Testing nextGen Gallery

At work in the main library on a bitter cold, slow winter morning.  Thought I’d find some new WordPress plugins.  You’ll see a del.ici.ous plugin on the right sidebar and I’ll test out an image gallery plugin using this post.

My Thoughts Exactly, Mr. Kay

Reading a great interview with Alan Kay about computers and education, I came across this gem:

Q: What do you think of the current trend toward one-to-one computing in schools, in which every kid has his or her own laptop or handheld?
A: Well, that’s why I invented the idea of the Dynabook [Kay's 1968 prototype for a wirelessly networked, multimedia laptop]. That’s the whole point of that concept. As Seymour Papert once pointed out, just imagine the absurdity of a school that has only two pencils in each classroom. Or imagine a school where all the pencils are locked up in a special room.

But I think the big problem is that schools have very few ideas about what to do with the computers once the kids have them. It’s basically just tokenism, and schools just won’t face up to what the actual problems of education are, whether you have technology or not.

Think about it: How many books do schools have—and how well are children doing at reading? How many pencils do schools have—and how well are kids doing at math? It’s like missing the difference between music and instruments. You can put a piano in every classroom, but that won’t give you a developed music culture, because the music culture is embodied in people.

On the other hand, if you have a musician who is a teacher, then you don’t need musical instruments, because the kids can sing and dance.
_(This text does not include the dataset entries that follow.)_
PR #722, opened 2019-06-06
Detect BSD-style (rc.d) init in Linux systems

pyllyukko:
At least Slackware Linux uses this. Even though it's compatible with SysV init scripts, it's still technically BSD-style init.

I wasn't sure whether to name it `bsdrc` or `bsdrc.d`, but there's no monolithic `/etc/rc` script I think the `rc.d` is more appropriate. Also for instance [this article](https://www.freebsd.org/doc/en/articles/rc-scripting/article.html) uses `rc.d` name for it.

### DIFF
--- a/include/tests_boot_services
+++ b/include/tests_boot_services
@@ -96,7 +96,11 @@
                                 ;;
 
                                 "init" | "initsplash")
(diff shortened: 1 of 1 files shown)


mboelen:
Thanks, merged!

But if you don’t have a teacher who is a carrier of music, then all efforts to do music in the classroom will fail—because existing teachers who are not musicians will decide to teach the C Major scale and see what the bell curve is on that.

The important thing here is that the music is not in the piano. And knowledge and edification is not in the computer. The computer is simply an instrument whose music is ideas.
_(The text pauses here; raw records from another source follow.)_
PR #727, opened 2019-07-13
Prepend sed to discard '## ' in CHANGELOG.md

Marzal:
Since version 2.6.6 CHANGELOG.md has markdown formatting. This breaks the show changelog command.
This is a workaound to "fix" the issue without changing all the versions strings in CHANGELOG.md

### DIFF
--- a/include/helper_show
+++ b/include/helper_show
@@ -160,15 +160,15 @@ if [ $# -gt 0 ]; then
                 if [ ! -z "${CHANGELOG}" ]; then LogText "Result: found changelog file: ${CHANGELOG}"; break; fi
             done
             if [ ! -z "${CHANGELOG}" ]; then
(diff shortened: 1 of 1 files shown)


mboelen:
Great suggestion and good fix. Thanks for your pull request it has been merged!

Marzal:
Thanks for all the hard work, and for the quick merge.

mboelen:
My pleasure! As you are already familiar with some of the code, do you want to help with testing this new 3.x major release before it goes live?

How you can help: simply git pull so you have the latest version and run as many different commands and combinations as you can (like the 'lynis show changelog' you already used).

Marzal:
OK, I would give it a try. Do you want a report? or should I just open a bug or a PR if I found something?

mboelen:
Thanks! Opening an issue here on GitHub would be great

PR #729, opened 2019-07-17
strictmode fixes

Marzal:
A few changes in order to strict mode to works.
So --profile developer.prf works again too.


mboelen:
Thanks! It is merged

PR #730, opened 2019-07-17
Fix $privileged var being overwrite

Marzal:
With the new reorganization https://github.com/CISOfy/lynis/commit/34f306eb0bc5502535ca85f5700fa083ab6c9443 `. ${INCLUDEDIR}/consts` is called after $PRIVILEGED is set and overwrites the value.
This PR delete the var from that file and set the var at the beginning in both cases


mboelen:
Thanks, merged!

PR #736, opened 2019-07-29
Document --usecwd in helper_show and man

Marzal:


mboelen:
Thanks, it is merged!

PR #856, opened 2022-02-20
fix case of Kelvin SI unit in redshift widget

LokiLuciferase:
In the `redshift` widget, currently the temperature gets lower-cased (`6500k`). This PR makes sure that the that the SI unit symbol for Kelvin gets displayed correctly (`6500K`).


tobi-wan-kenobi:
Ah, good catch. Many thanks for the contribution!

LokiLuciferase:
Fastest merge in history :grin: thanks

Educators have to face up to what 21st-century education needs to be about, and start thinking about solving that problem long before they bring the computer
on the scene.

A Little Note From 1844

On my rounds in the computer lab in the music library I ran across a book called Music Explained to the World by F.J Fetis, originally written in French.  Seeing the date 1844 stamped on the front (this copy was a newer printing) I opened it at the introduction and found Fetis’ thoughts interesting enough to post here (though by no means earth shattering):

Science is not born with us. No knowledge is so simple that we are not forced to acquire it either by experience or by education. This proposition, so true in every thing,  is indisputable in all that relates to art. The unpractised eye cannot distinguish the qualities or defects of a painting, nor the untutored ear the combinations of harmony. Undoubtedly, the habitual use of the eye and the ear is sufficient in many cases to enable us to perceive the beauties of painting or music; but this is in itself an education.
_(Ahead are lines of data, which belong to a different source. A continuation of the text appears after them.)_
PR #857, opened 2022-02-28
Pactl

bbernhard:
This is just a small little module which displays the current selected default sink allows to select a different one.

### DIFF
--- a/bumblebee_status/modules/contrib/pactl.py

There is, however, a great difference between this vague feeling, which has no other origin than mere sensations, and that certainty of judgment which is the result of positive knowledge. Every art has its principles, which we must study, in order to increase our enjoyment, while we are forming our taste. Those of music are more complex than those of painting; and besides, music is at once a science and an art. This complexity renders the study of it long and difficult for those who wish to acquire a certain degree of skill. Unfortunately, it is scarcely possible to shorten the time which must be devoted to it. With whatever readiness we may be gifted, to whatever process we resort, whatever method we adopt, still it will be necessary to accustom our organs to read with ease the great number of characters of which musical writing is composed, to produce the prescribed tones with precision, to feel the division of the measures, and, finally, to combine all these elements of the art. Time alone can enable us to accomplish this.

But time is precisely that which we have the least at command in the course of life, especially in the present high state of civilization. Obliged to learn a multitude of things, we can give but very slight attention to each, and we are compelled to select those which will be most useful in the business of life.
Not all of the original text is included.